#### The task:
Between the line containing "Not returning a 'stub entity'" and the line containing "import nu.yona.server.messaging.service.MessageServiceException;" lies a run of lines; give that run again exactly, with both of those lines, and nothing else from the entries below.

Stored data
►
PR #32, opened 2015-11-25
YD-105 Removed unneccesary code

aristotelos:


Bert-R:
That's a good cleanup!

PR #89, opened 2016-01-19
YD-155 Added BudgetGoal subclass of Goal, fixed tests

aristotelos:


appservice/src/intTest/groovy/nu/yona/server/CreateUserOnBuddyRequestTest.groovy
```diff
@@ -347,7 +347,9 @@ class CreateUserOnBuddyRequestTest extends AbstractAppServiceIntegrationTest
 				],
 				"goals":[
 					{
-						"activityCategoryName":"news"
+						"@class":"budgetGoal",
```
aristotelos: Polymorphism has been implemented using a "@class" property. I am not sure how to do this better with HAL, I did not find good examples of it.

Bert-R: Let's stick with this for now. We anyway need to handle goal changes differently, see [YD-165](http://jira.yona.nu/browse/YD-165).

core/src/main/java/nu/yona/server/goals/entities/BudgetGoal.java
```diff
@@ -0,0 +1,50 @@
...
+
+@Entity
+public class BudgetGoal extends Goal
+{
+	private int maxDuration;
+
+	// Default constructor is required for JPA
+	public BudgetGoal()
+	{
+		super();
```
Bert-R: This line isn't necessary.

core/src/main/java/nu/yona/server/goals/service/GoalDTO.java
```diff
@@ -39,13 +37,15 @@ public String getActivityCategoryName()
...
 	}
 
-	public static GoalDTO createInstance(Goal entity)
-	{
-		return new GoalDTO(entity.getID(), entity.getActivityCategory().getName());
-	}
+	public abstract Goal createGoalEntity();
 
-	public Goal createGoalEntity()
+	public static GoalDTO createInstance(Goal g)
```
Bert-R: Just use the full name: ``goal``.

Bert-R:
I made two minor comments. For the rest it's fine.

appservice/src/intTest/groovy/nu/yona/server/CreateUserOnBuddyRequestTest.groovy
aristotelos: Agreed. It took me most time to implement the polymorphism like this but I realized it was lost time anyway :(. Maybe it is good to do YD-165 first or in combination with adding other goal types to take the impact as early as possible.

PR #90, opened 2016-01-20
YD-137 Extended and fixed some tests

aristotelos:
Exceptions were already added by @pgussow


Bert-R:
I refactored the tests after that, so I don't understand why I didn't get error codes.
I'm going to merge this one.

PR #92, opened 2016-01-21
YD-136 Set UserDTO to null when user removed

aristotelos:
Not returning a 'stub entity'

### DIFF
--- a/core/src/main/java/nu/yona/server/subscriptions/service/BuddyDisconnectMessageDTO.java
+++ b/core/src/main/java/nu/yona/server/subscriptions/service/BuddyDisconnectMessageDTO.java
@@ -19,7 +19,6 @@ import nu.yona.server.messaging.service.MessageService.DTOManager;
 import nu.yona.server.messaging.service.MessageService.TheDTOManager;
 import nu.yona.server.messaging.service.MessageServiceException;
 import nu.yona.server.subscriptions.entities.BuddyDisconnectMessage;
-import nu.yona.server.subscriptions.entities.User;
 import nu.yona.server.subscriptions.service.BuddyService.DropBuddyReason;
 
 @JsonRootName("buddyDisconnectMessage")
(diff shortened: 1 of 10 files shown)


core/src/main/java/nu/yona/server/subscriptions/service/UserDTO.java
```diff
@@ -154,17 +154,12 @@ static UserDTO createInstance(User userEntity)
 	{
 		if (userEntity == null)
 		{
-			return createRemovedUserInstance();
+			return null;
```
Bert-R: Can't you fix this at the level of the caller? It's a weird contract to pass a null value to a ``createInstance`` method and then get null back.

core/src/main/java/nu/yona/server/subscriptions/service/BuddyDisconnectMessageDTO.java
```diff
@@ -61,10 +61,9 @@ public boolean isProcessed()
 	public static BuddyDisconnectMessageDTO createInstance(UserDTO actingUser, BuddyDisconnectMessage messageEntity)
 	{
 		User userEntity = messageEntity.getUser(); // may be null if deleted
-		UserDTO user = userEntity != null ? UserDTO.createInstance(userEntity) : UserDTO.createRemovedUserInstance();
```
Bert-R: If you just retain the below line, the API contract for ``createInstance`` can be regular:
```
UserDTO user = userEntity == null ? null : UserDTO.createInstance(userEntity);
```

Bert-R:
Comments added.

core/src/main/java/nu/yona/server/subscriptions/service/UserDTO.java
aristotelos: There were 4 callers that needed the `null` check. I have created an alternative method `createInstanceIfNotNull` that returns `null` or an instance and added some comments to the methods to explain it.

Bert-R: Yes, there are more of them. I didn't notice.

PR #93, opened 2016-01-21
YD-157 Migrated to HttpClientBuilder

aristotelos:
Not yet tested because I do not have a Plivo setup, can somebody do that for me?


aristotelos:
Just tested with Plivo developer account and it works

aristotelos:
Another option would be to use `com.plivo.helper.api.client.RestAPI`, see https://www.plivo.com/docs/getting-started/send-a-single-sms/

Bert-R:
Tested it and found and corrected a small glitch.

PR #94, opened 2016-01-22
YD-140 Using optional source phone number

aristotelos:


aristotelos:
Oops, this does not work! 

  Unexpected status code received from SMS service: 400. Message: { "api_id": "effe4abd-c0db-11e5-a8a2-22000ac69cc8", "error": "Destination Phone Numbers need to be verified. Please go to https://manage.plivo.com/sandbox-numbers/ to verify them." }

aristotelos:
See https://www.plivo.com/faq/phone-numbers/can-a-source-number-set-for-an-outbound-text-message-be-a-non-plivo-number/

PR #96, opened 2016-01-22
YD-167 updated the URL

Bert-R:
The change is simple enough to be understandable for people without Perl knowledge.


aristotelos:
I thought to do it myself indeed :)

PR #97, opened 2016-01-23
YD-81 Periodically refresh the Smoothwall categories list from the server

Bert-R:


scripts/smoothwall/HandleDansGuardianLog.pl
```diff
@@ -59,44 +93,52 @@ sub fetch_relevant_url_categories {
...
-	handle_records_from_stream(*INPUT_FILE, $analysis_engine_url);
+	handle_records_from_stream(*INPUT_FILE);
 	close INPUT_FILE;
 }
 
-my $analysis_engine_url = 'http://localhost:8081/analysisEngine/';
-GetOptions ('analysisEngineURL=s' => \$analysis_engine_url) or die "Usage: $0 [--analysisEngineURL <URL>] [<input file>]";
+$| = 1; # Make STDOUT unbuffered
+GetOptions ('analysisEngineURL=s' => \$analysis_engine_url,
+	'categoriesRefreshInterval=i' => \$categories_refresh_interval) or die "Usage: $0 [--analysisEngineURL <URL>] [<input file>]";
```
aristotelos: I do not see a Usage instruction for the `categoriesRefreshInterval` parameter here? Is it required? If so, I would expect it in the start-yona script below.

Bert-R: It's not required. The default value is 5 minutes (the 300 value a few
lines above this one).

aristotelos:
Reviewed it, only one comment made

scripts/smoothwall/HandleDansGuardianLog.pl
aristotelos: I see. It can be added to this line:

    or die "Usage: $0 [--analysisEngineURL <URL>] [--categoriesRefreshInterval <seconds integer>] [<input file>]"

Bert-R:
Extended the usage.

PR #100, opened 2016-02-02
YD-143 implement activity category caching

aristotelos:


Bert-R:
Looks good.

What about adding a test that adds an manipulates an activity category to see whether the cache update and eviction works properly? We don't have such a test at the moment, right?

aristotelos:
Adding the test was useful because the `importActivityCategories` method indeed did not use the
◄
#### Written reply:
Not returning a 'stub entity'

### DIFF
--- a/core/src/main/java/nu/yona/server/subscriptions/service/BuddyDisconnectMessageDTO.java
+++ b/core/src/main/java/nu/yona/server/subscriptions/service/BuddyDisconnectMessageDTO.java
@@ -19,7 +19,6 @@ import nu.yona.server.messaging.service.MessageService.DTOManager;
 import nu.yona.server.messaging.service.MessageService.TheDTOManager;
 import nu.yona.server.messaging.service.MessageServiceException;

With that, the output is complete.